University of Virginia Library


117

FAREWELL TO NATURE

Vain love for Nature! How these heartaches rust
Into the soul as we return to dust!
Hope's shadow only masks our eventide,
Feigning to lead us to its brighter side,
While yet the mellowing skies that wondrous grow,
Seem left in waiting for the dead below.
But those tranced sunsets,—little they avail,
None travel hence in their alluring trail;
All is a dream, an ancient dream, the same
From the first mortal to the last that came.
Yet could we but for once our eyes unclose
When through the distant days the pageant goes!
Familiar vision, and so soon to be
Entombed within the dead eternity.
Doth Nature know our dream, or is the mind
A passing breath her beauty leaves behind?

118

Ah! not for this our grateful souls have wrought
Around her sphere a universe of thought.
'Tis she inspires our dreams, but no reply
Vouchsafes the loving hearts that for her die,
Who only pray, when life's surprise is o'er,
They may partake a glimpse of her once more.
Is it too late? She sees not to the end;
What she hath done she never can amend:
Yet once by us beloved, once only known,
She seems from all the past to be our own.
Last wish of age!
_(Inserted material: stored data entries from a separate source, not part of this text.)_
PR #1247, opened 2025-04-26
Skia image filter dropshadow

AlexHarker:
This is an optimisation/enhancement.

This provides a way that Skia GPU backends can use an image filter to do shadows that have a single color, leading to currently very similar results visually as the convolution drop shadow in IGraphics with much improved performance. This also allows drop shadows to run on IOS where grabbing the pixels fails (or crashes I can't quite remember) for security reasons.

Notes:
- **I would like to tweak the approximation of E** to see if we can get even more similar outputs for the same input **before we merge**.
- The IGraphics code is used for gradient pattern shadows to ensure there is no change in functionality (this is not supported by skia image filters and it's not obvious that we could do this in skia with a hand-rolled filter
- On the CPU there is not evidence that using an image filter is faster, and some cases where it is slower, as the code in IGraphics tries to determine a smaller area for the shadow which will sometimes be the case.
- We can squash this to a single merge without needing to keep any of the history.

### DIFF
--- a/IGraphics/Drawing/IGraphicsSkia.cpp
+++ b/IGraphics/Drawing/IGraphicsSkia.cpp
@@ -17,6 +17,7 @@
 #include "include/core/SkPathEffect.h"
 #include "include/effects/SkDashPathEffect.h"
 #include "include/effects/SkGradientShader.h"
+#include "include/effects/SkImageFilters.h"
 
 #if !defined IGRAPHICS_NO_SKIA_SKPARAGRAPH
 #include "modules/skparagraph/include/FontCollection.h"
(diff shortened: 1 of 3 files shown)


AlexHarker:
I've looked again at the scaling and managed to match the current IGraphics blur amounts with a constant factor of 3.f

I'm not sure why this is the value - it looks like we've inherited whatever scaling I used in much earlier code, but I don't want to break the look of anyone's plugins. 

To show the comparison (which I think looks indistinguishable see the below. The blur here is hitting the edges of the layer, but that's not a bug - just how it works, and it helps to check that things look the same in both cases.

Screenshot 2025-04-27 at 10 14 09
Screenshot 2025-04-27 at 10 14 12

olilarkin:
Seems like a good improvement. Does the image filter also work for SKIA CPU? 

It looks a tad darker on my machine:
image

If this PR is not yet for merging, please make it a draft PR.

AlexHarker:
I thought is was ready to merge, but it doesn't look to be. I'm confused though as to why the blurring is so different on your version to mine - it's much tighter on Skia METAL which will also lead to the darker effect. Let me check that test.

AlexHarker:
OK - @olilarkin could you give this another spin - I wasn't accounting for opacity, which luckily is part of the test (but not my custom test above).

AlexHarker:
>  Does the image filter also work for SKIA CPU?

Yes, but as per the notes above it won't be called if you are on CPU because it isn't faster than the IGraphics code and can in specific circumstances be (a lot) slower (if your layer is mostly empty IGraphics does some optimisation on the convolution to avoid unneeded calculations).

olilarkin:
Looks pretty much the same now

image

AlexHarker:
Cool - to me those two windows look different colours - not sure if that's a capture thing, or if that's the same on the screen - might be a color profile related issue. I tend to launch both (using add) and then flip between and here on my screen it's very hard to tell the difference.

olilarkin:
I squashed the commits and force-pushed. made a misttake... fixing from my backup

olilarkin:
LGTM, should be good to go now

olilarkin (approved):
LGTM

PR #1249, opened 2025-05-03
Separate some of the windows font code from IGraphicsWin (.h/,cpp) 

AlexHarker:
This code means that font code in IGraphicsWin that is currently private can be reused for different platform implementations on windows, rather than creating a need to duplicate (the Mac fonts code is already separated). There should be no change to functionality.

It does create a new header, so whilst projects (Examples etc.) do not require changes to compile, it would be good to update them in order to include this file in projects in the future.

@olilarkin - do you have a nice way to update examples etc. in cases like this, rather than working fully manually? I'm also aware this should potentially go back to OOS.


olilarkin:
I don't unfortunately, but we can update the projects in the future like you said.

olilarkin (approved):
LGTM

PR #1254, opened 2025-05-04
Adapt IGraphicsTest for responsive UI

### LINKED ISSUE #1253: IGraphicsTest is the wrong dimensions on iOS
Since https://github.com/iPlug2/iPlug2/commit/0c4e74b33f915764bae8c88a3c666e5002a3de51

IGraphicsTest is not working well on iOS. We either need to disable PLUG_HOST_RESIZE for iOS or adapt the UI layout to be adaptive. I would vote for the latter, also to improve the test with an IVTabbedPagesControl

olilarkin:
fixes #1253 

https://github.com/user-attachments/assets/90fe535d-f0ba-4e6b-b585-db5db4cf7a44


olilarkin:
@AlexHarker what do you think of this change in principle?

PR #1255, opened 2025-05-04
Remove IGraphicsCanvas

olilarkin:
In order to reduce the complexity of IGraphics implementations, let's remove IGraphicsCanvas, a little used backend for iPlug2 WAMs. NanoVG can be used via WebGL, and maybe Skia in the future


AlexHarker (approved):
LGTM

PR #64, opened 2015-06-12
Render service from YAML

quis:
_In partial fulfilment of [#95430642](https://www.pivotaltracker.com/story/show/95430642)_

This pull request present the following fields on the service page:
- Service name
- Service description
- Features
- Benefits

It doesn't do any editing of these fields.

It tries, as much as possible to share code with the admin app.

image


app/templates/macros/answers.html
```diff
@@ -0,0 +1,66 @@
+{% macro textbox(value='') -%}
```
TheDoubleK: Will these macros eventually be shared between apps - in either the utils package or frontend toolkit?

app/templates/services/_edit-status.html
```diff
@@ -0,0 +1,34 @@
+{% if service_data.status != 'disabled' %}
+  <form action="{{ url_for('.update_service_status', service_id=service_data['id'] ) }}" method="POST">
```
TheDoubleK: The `url_for` seems to be broken here - I think it's encoding the "presented" version of the Service ID - e.g. :+1: `<form action="/suppliers/services/%5B%275837%27%2C%20%276279%27%2C%20%279545%27%2C%20%275488%27%5D" method="POST">`
Instead of `/suppliers/services/5837627995455488`

TheDoubleK:
Looks good to go once the update status form URL is fixed.

app/templates/macros/answers.html
quis: Undecided as yet. You _could_ argue that it's each app's responsibility to decide what the interface is—think of the buyer app which displays the description of a service differently to the admin/supplier apps.

quis:
@TheDoubleK Form URL is fixed in 2ce125e.

TheDoubleK:
:+1:

PR #65, opened 2015-06-15
Fail the build if SASS doesn't compile

quis:
We have had problems with builds going through and getting deployed without any stylesheets.

This commit addresses that issue by causing `./scripts/run_tests.sh` to fail if the SASS compilation doesn't complete.

This means that problems will be picked up locally or on Travis before they reach deployment.

--

### DIFF
--- a/gulpfile.js
+++ b/gulpfile.js
@@ -68,6 +68,14 @@ var uglifyOptions = {
   }
 };
 
+var logErrorAndExit = function logErrorAndExit(err) {
+
+  // coloured text: https://coderwall.com/p/yphywg/printing-colorful-text-in-terminal-when-run-node-js-script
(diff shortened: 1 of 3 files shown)


gulpfile.js
```diff
@@ -68,6 +68,14 @@ var uglifyOptions = {
   }
 };
 
+var logErrorAndExit = function logErrorAndExit(err) {
+
+  // coloured text: https://coderwall.com/p/yphywg/printing-colorful-text-in-terminal-when-run-node-js-script
+  console.log('\x1b[41m\x1b[37m  Error: ' + err.message + '\x1b[0m');
```
TheDoubleK: Not quite as catchy as `bgcolor=red`, is it?

PR #68, opened 2015-06-16
Disable autocomplete on logins.

pcraig3:
Login forms and (non-hidden) input elements belonging to them are checked for `autocomplete=off` attribute, which, somewhat intuitively, prevents browsers from autofilling their content.

Demoed to Martyn and I'll have to do the same thing for the Admin App, so let me know if you have any suggestions for improvements before I do the other one.

[>> Comment ("5.21 disable autocomplete on logins") in story on Pivotal](https://www.pivotaltracker.com/story/show/96550136)

### DIFF
--- a/app/templates/auth/login.html
+++ b/app/templates/auth/login.html
@@ -47,7 +47,7 @@
     <h1>Supplier login</h1>
 </header>
 
-<form action="{{ url_for('.process_login', next=next) }}" method="POST">
+<form autocomplete="off" action="{{ url_for('.process_login', next=next) }}" method="POST">
 
     {{ form.hidden_tag() }}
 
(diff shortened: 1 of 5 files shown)


app/templates/auth/login.html
```diff
@@ -47,7 +47,7 @@ <h3 class="validation-masthead-heading" id="validation-masthead-heading">
     <h1>Supplier login</h1>
 </header>
 
-<form action="{{ url_for('.process_login', next=next) }}" method="POST">
+<form autocomplete="off" action="{{ url_for('.process_login', next=next) }}" method="POST">
```
TheDoubleK: Does it need to be on both the form and the individual fields?  Seems like either one should do on its own?

pcraig3: Not totally sure, [but it seemed like the safe way to go](http://stackoverflow.com/questions/2530/how-do-you-disable-browser-autocomplete-on-web-form-field-input-tag#comment4833209_2531).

How sweet one glance would be
Even from the sod the olden haunts to see;
To watch the long-drawn wavelets as they reach
The silent plains of the deserted beach;
To look where light once was, if but to know
Of its faint struggle through the winnowed snow.
Ah! whence this dream that like the cuckoo-guest
Pleads in such winning accents for a nest,
And with its cloud-note ever on us calls,
And though it passes the fond heart enthralls?
Little it seems, this wish, when oft our sight
Tires of the world, yet what a fresh delight

119

Were it sometimes in death those scenes to view,
The olden scenes that to our youth were new,
To linger o'er a sound whose murmurs swell
Upon the heart,—the tinkling village bell,—
To find that all was safe, all gliding on
In beauty's leisure ways though we were gone;
To see brave Nature in her perilous scheme
Advance without our help, without our dream.
At least 'twould hold ajar death's open door
To think our love was honoured evermore,—
In dying, on the forward thought to dwell
That it was not our very last farewell.
Could hope unveil and not its mystic fire
Be lost among the embers of desire!
Ill though desponding hearts their burden bear,
Is not the soul the master of despair?
Is this great life, hard won, achieved in vain,
Is good once found to never be again?
Ask of the worlds if they their path forget,
Ask hope that never ends, its time to set.
One deep desire throughout all being cries,
And this is hope, our future in disguise.

120

O living lamp, O Hope, the only Seer;
Of Nature's after-time the pioneer,
Keep in advance across our starless way,
Be the new morrow of our orphan day!